Internals (in the repo):

  • MetalRuntime and MetalInterop manage the Metal device, queue, and buffer pools.
  • Shaders live under src/Llmdot.Metal/Shaders/.
  • Persistent and scratch buffers are managed inside the backend.

Vulkan backend

Llmdot.Vulkan.VulkanBackend implements IComputeBackend over Vulkan compute pipelines, with VulkanRuntime providing device and queue management. Shaders live under src/Llmdot.Vulkan/Shaders/.

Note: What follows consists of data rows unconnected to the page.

PR #333, opened 2018-05-11
updated dom-helpers from 3.2.0 to 3.3.1 due a bug known crashing in IE11

kafeltz:
update: 
I changed the PR (force-push) from 3.2.1 to 3.3.1 because the dom-helpers author wrongly tagged the version.

### DIFF
--- a/package.json
+++ b/package.json
@@ -43,7 +43,7 @@
   },
   "dependencies": {
     "chain-function": "^1.0.0",
-    "dom-helpers": "^3.2.0",
+    "dom-helpers": "^3.3.1",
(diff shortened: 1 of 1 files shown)


jquense:
Oops sorry, did you mean to submit this to the v1 branch? We aren't really releasing any new updates for v1, PRs should generally be sent against master

kafeltz:
I did in `v1-branch` because it is written in the readme it was still maintaining. I can't migrate to 2.0 right now, it would require me to rewrite severals components because a simple minor issue caused by thirdparty lib.

PR #355, opened 2018-06-16
[v1] update lifecycle methods to be compatible with react@16.3.0

frankwallis:
This removes usage of `componentWillMount` and `componentWillReceiveProps` from the v1-stable branch. I have tried to minimise any other changes. Calculation of `keysToEnter` and `keysToLeave` now happens in `componentDidUpdate` instead of `componentWillReceiveProps` as `getDerivedStateFromProps` does not have access to instance properties.

### DIFF
--- a/src/TransitionGroup.js
+++ b/src/TransitionGroup.js
@@ -25,16 +25,13 @@ class TransitionGroup extends React.Component {
     super(props, context);
 
     this.childRefs = Object.create(null);
+    this.currentlyTransitioningKeys = {};
+    this.keysToEnter = [];
+    this.keysToLeave = [];
 
     this.state = {
       children: getChildMapping(props.children),
     };
-  }
-
-  componentWillMount() {
-    this.currentlyTransitioningKeys = {};
-    this.keysToEnter = [];
-    this.keysToLeave = [];
   }
 
   componentDidMount() {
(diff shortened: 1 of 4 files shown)


taion:
don't we need to polyfill these at least?

frankwallis:
Yes you are right. I wasn't sure if it would be enough to just direct users to the correct version (1.2.1 for react <= 16.2.0 otherwise ^1.3.0). Now I think about it that will cause issues for upstream components which still want to use v1. I will add the polyfills

frankwallis:
I have added the polyfill for `TransitionGroup`, the other components don't need it as they don't use `getDerivedStateFromProps` or `getSnapshotBeforeUpdate`.

src/TransitionGroup.js
```diff
@@ -73,10 +76,6 @@ class TransitionGroup extends React.Component {
       }
     }
 
-    // If we want to someday check for reordering, we could do it here.
```
silvenon: This looks like a TODO comment, we should keep it unless there is a reason to remove it.

silvenon:
Thanks! Let me first try to enable Travis CI for v1. #356

frankwallis:
Any idea when this will be released please?

frankwallis:
Given this is the stable branch perhaps it should go out as a beta version to see if anyone reports issues?

silvenon:
Cc @jquense @taion

frankwallis:
@jquense any chance of a v1 release please?

jquense:
ok i've looked a bit closer at this...the logic in the PR is not the same as the old code. cDU is called more often than cWRP did, and the timing is also very different. I'm not very comfortable releasing this, as we don't really support v1 anymore (though haven't offically deprecated it). Practically maintainers don't use v1 anymore and I don't feel very comfortable in the v1 codebase anymore. I want to push this, but I don't think the benefits necessarily outweigh the risk here. At best this removes some deprecation warnings in strict-mode and we aren't going to upgrade v1 for react v17 so i don't mind so much there. At worst we will break existing folks which is bad :/

taion:
Can we just use the `UNSAFE_foo` methods for now, then?

jquense:
We can, but we need to poly fill it ourselves the compat package doesn't handle that case (intentionally)

frankwallis:
@jquense thanks for looking at this, and I agree it is potentially breaking. If you would like me to raise one with the UNSAFE methods I can do that although there may not be much benefit.

The issue I have is trying to update frankwallis/react-slidedown to V2 and I'm not convinced it is possible due to the lack of callback methods which it uses to cancel previous animations. I will try and find some time to play with it a bit more though.

PR #472, opened 2019-03-13
fix(package.json): mark react-transition-group as side-effect free for webpack tree shaking

Setsun:
## What
Add `"sideEffects": false` to `package.json` to hint to `webpack` based workflows that the package is side effect free. This allows `react-transition-group` to allow tree-shaking of its modules.

Reference: https://webpack.js.org/guides/tree-shaking/#mark-the-file-as-side-effect-free

### DIFF
--- a/package.json
+++ b/package.json
@@ -123,5 +123,6 @@
     "transform": [
       "loose-envify"
     ]
-  }
+  },
+  "sideEffects": false
 }


billyjanitsch:
@Setsun @silvenon Unfortunately this doesn't have any effect because react-transition-group only ships a CommonJS build. It would have to also ship an ESM build (and point to it with the `module` field in package.json) for `{sideEffects: true}` to do anything. Module-level tree-shaking isn't possible with CommonJS.

Setsun:
Ah interesting, that's good to know. This may warrant a follow up PR

silvenon:
Actually, #455 already adds this, we just haven't merged it yet. I was really busy and honestly not really knowledgeable about modules, but now I'll take some time to properly review and merge it if it's all good. 🙂

PR #481, opened 2019-04-01
Add support for empty classNames

danielhusar:
Hey!

I think it would be quite usefull if `classNames` prop would be optional, and it would still work without it.

In our use-case we are using it together with styled components and it's quite annoying to add those prefixes all the time, when component styles are already scoped.

Also if you pass empty string, it adds classes beginning with `-`.

### DIFF
--- a/src/CSSTransition.js
+++ b/src/CSSTransition.js
@@ -71,6 +71,9 @@ const removeClass = (node, classes) => node && classes && classes.split(' ').for
  * `*-active` classes represent which styles you want to animate **to**.
  */
 class CSSTransition extends React.Component {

VulkanBackendOptions exposes:

public sealed class VulkanBackendOptions
{
    public bool EnableValidationLayers { get; set; }
    public int DeviceIndex { get; set; }
}

Acceleration model

Backends offload individual operations (matmul, RMS/LayerNorm, RoPE, softmax, SiLU/GELU, add/scale/mul, softcap, 1D causal convolution, dequantize, argmax) — not entire graphs. There are no all-or-nothing rewrites. The CPU backend remains the fallback for any operation a GPU backend chooses not to accelerate.

This is the project's stated incremental acceleration principle: GPU acceleration is additive and never gates which models you can run.